This problem came up at breakfast. Alice and Bob have 20 different coloured cups and $10$ different coloured plates. They always set the table so that each has a plate and a cup. How many different ways are they able to do this?
I have an answer which seems to be correct but the thing which shocks me is the size of this number. There are $4.5(10^{23})$ ways to do this for the above example. Have I done something wrong?
My answer: for n cups and r plates, where n>r, the number of unique unordered subsets with r elements of the n cups is given by the binomial coefficient nCr. As the ordering of these cups matters when assigning them to the plates we permute these r times by multiplying by r!. Thus, the number of cup-plate combinations K is given by:
$K = \binom{n}{r}r! = \frac{n!}{(n-r)!}$
For $20$ cups and $10$ plates this is $6.7e11$ options.
Now we assign these options to Alice and Bob using a special case of the above formula where $r=2$. The number of ways to set the table N is given by:
$N=K(K-1)$
This gives $4.5e23$ ways of setting the table for 20 distinct cups and $10$ distinct plates for $2$ people.
This number is so big I can hardly believe it. For small examples however, the first formula holds. For example one can check these cup (C) and plate (P) combinations:
$2C, 1P \rightarrow 2$ combinations
$3C, 2P \rightarrow 6$ combinations
$4C, 2P \rightarrow 12$ combinations
$4C, 3P \rightarrow 24$ combinations
$5C, 3P \rightarrow 60$ combinations
Anybody care to confirm or repute this?
Okay, let's first look at the answer. Then you might realise where you have gone wrong. If not I have explained it at the end.

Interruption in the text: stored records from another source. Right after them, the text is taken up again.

Issue #722, opened 2024-08-24
Support ELF .relr relocations


bjorn3:
https://maskray.me/blog/2021-10-31-relative-relocations-and-relr has an explanation of the format.

philipc:
Is there anything in particular you want to be able to use this to do?

bjorn3:
At the very least I would like reader support for `.relr` relocations. Arch Linux started using them 6 months ago: https://gitlab.archlinux.org/archlinux/packaging/packages/pacman/-/merge_requests/6 As did Fedora: https://src.fedoraproject.org/rpms/redhat-rpm-config/c/5fca01a Without `.relr` support in object, this would mean every user of object that wants to read all relocations in executables would miss a ton of relocations in executables compiled by Fedora and Arch.

PR #744, opened 2024-11-19
build/elf: handle SHT_RELR sections

fg-scontain:
Hi, I was using the elf builder with a binary from alpine 3.20. Apparently, that binary uses relative relocations (https://github.com/gimli-rs/object/issues/722). The following changes made the builder accept the binary.


src/build/elf.rs
```diff
@@ -227,7 +227,7 @@ impl<'data> Builder<'data> {
                 | elf::SHT_LLVM_DEPENDENT_LIBRARIES => {
                     SectionData::Data(section.data(endian, data)?.into())
                 }
-                elf::SHT_REL | elf::SHT_RELA => relocations,
+                elf::SHT_REL | elf::SHT_RELA | elf::SHT_RELR => relocations,
```
philipc, line 230: This doesn't seem correct because we don't currently parse `SHT_RELR` relocations, so `relocations` will be empty.

philipc:
I think it's best to add full support for `SHT_RELR` to the crate instead of trying to do a minimal patch for the `build/elf`. I've started working on this.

Giving n cups, r plates to 2 people.
There are $n$ cups. So give them each one cup. Choose 2 cups in $ ^nC_2$ ways and distribute to them in $2!$ ways. I hope you are familiar with the permutation notation. $$ ^nP_r = \frac{n!}{(n-r)!}$$
That will make the number is ways to pick the cups $$ ^nC_2 \times 2! = \frac{n!}{(n-2)!} =\ ^nP_2 $$
Then there are $r$ plates. Pick two and allot in the same way. That means we can distribute the plates in $\ ^rP_2$ ways.
Therefore $n$ cups and $r$ plates can be picked for 2 people in $ ^ nP_2\times \ ^rP_2$ ways. For this problem, $n=20$ and $r=10$. So there are $ ^ {20}P_2\times \ ^{10}P_2$ ways. This number is equal to $$\frac{20!}{18!}\times \frac{10!}{8!}=20\times 19 \times 10\times 9=34200$$.

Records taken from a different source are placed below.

PR #747, opened 2024-12-02
Implement `core::error::Error` on Rust 1.81+

alexcrichton:
This commit updates when the `Error` trait is implemented to account for how in Rust 1.81-and-prior the `Error` trait is always available, even in `core`. This is currently done with detection at build-time of the current Rust compiler version because the MSRV for this crate is below 1.81. In the future when the MSRV is increased, however, the build script can be deleted.

### DIFF
--- a/build.rs
+++ b/build.rs
@@ -1,0 +1,27 @@
+use std::process::Command;
+use std::str;
+
+fn main() {
+    // Temporary check to see if the rustc version >= 1.81 in which case the
+    // `Error` trait is always available. This is temporary because in the
+    // future the MSRV of this crate will be beyond 1.81 in which case this
+    // build script can be deleted.
+    let minor = rustc_minor_version().unwrap_or(0);
+    if minor >= 81 {
+        println!("cargo:rustc-cfg=core_error");
+    }
+    if minor >= 80 {
+        println!("cargo:rustc-check-cfg=cfg(core_error)");
+    }
+}
+
+fn rustc_minor_version() -> Option<u32> {
+    let rustc = std::env::var("RUSTC").unwrap();
+    let output = Command::new(rustc).arg("--version").output().ok()?;
+    let version = str::from_utf8(&output.stdout).ok()?;
+    let mut pieces = version.split('.');
+    if pieces.next() != Some("rustc 1") {
+        return None;
+    }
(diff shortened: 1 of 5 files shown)


build.rs
```diff
@@ -0,0 +1,27 @@
...
+    if minor >= 81 {
+        println!("cargo:rustc-cfg=core_error");
+    }
+    if minor >= 80 {
+        println!("cargo:rustc-check-cfg=cfg(core_error)");
+    }
+}
+
+fn rustc_minor_version() -> Option<u32> {
+    let rustc = std::env::var("RUSTC").unwrap();
```
bjorn3, line 19: This needs to handle RUSTC_WRAPPER too I think.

Now coming to the part where you have gone wrong, first you did $ ^nP_r$. That means you have found out the number of ways to couple the cups and the plates. And then you said you wanted to do $K(K+1)$ which obviously is $\ ^KP_2$. That means you are giving from among $K$ things to two people. That's fine, but look at what are those $K$ things are. They are the number of ways you can couple the cups and plates. You are distributing to 2 people from the number of ways. You can't distribute the number of ways. You can distribute cups, or plates, but not ways.
Now, I get your line of thought. You thought that at the end, each of Alice and Bob will get a pair of cup and a plate. So you are counting how many ways they can be coupled. And then picking 2 couplings out of those and giving one to each. But you have to remember that all these couplings will not exist simultaneously. Those $K$ couplings comprise of plate 1 coupled with cup 1, and also plate 1 coupled with cup 2. Obviously, the case, where you pick these two couplings and give them each to Alice and Bob, is invalid.